At the scheduled starting time of the invention, the control center executes the following operations:

(1) calculating expected basic green light time and expected basic green signal ratio time of the coordinated phase and the uncoordinated phase of each intersection at the 1 st step;

(2) calculating the expected basic signal cycle duration of each intersection at the 1 st step distance, and determining the basic signal cycle duration of the 1 st step distance;

(3) calculating the basic green signal ratio time and the basic green light time of the coordinated phase and the uncoordinated phase of each intersection at the 1 st step distance;

(4) calculating the basic phase difference and the basic scheme difference of each intersection at the 1 st step distance;

(5) calculating a system time reference point of the 1 st step;

(6) and issuing the background scheme of each intersection at the 1 st step distance to the signaler.

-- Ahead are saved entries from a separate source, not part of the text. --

Issue #3549, opened 2017-05-17
Logging for RunAsUser


karthiknadig:
Microsoft.R.Host.RunAsUser binary currently does not support logging.

PR #3588, opened 2017-06-02
Few more fixes

### LINKED ISSUE #3576: Linux: R Host process crashes on start.
RHost instance starts and immediately crashes when connecting to linux remote.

The operation executed by the signaler after receiving the data issued by the control center at the scheduled starting time is as follows:

(1) generating an allowable green light cut-off period and a forced green light cut-off time of the 1 st step;

(2) and starting from the starting moment of the background scheme of the 1 st step pitch and the 1 st signal period, operating the induction control logic.

In the 1 st to the N-1 st signal periods of the mth step pitch, the semaphore performs the following operations:

(1) operating the induction control logic;

(2) the time at which the coordinated phase and the uncoordinated phase are expected to be green at each signal cycle is calculated.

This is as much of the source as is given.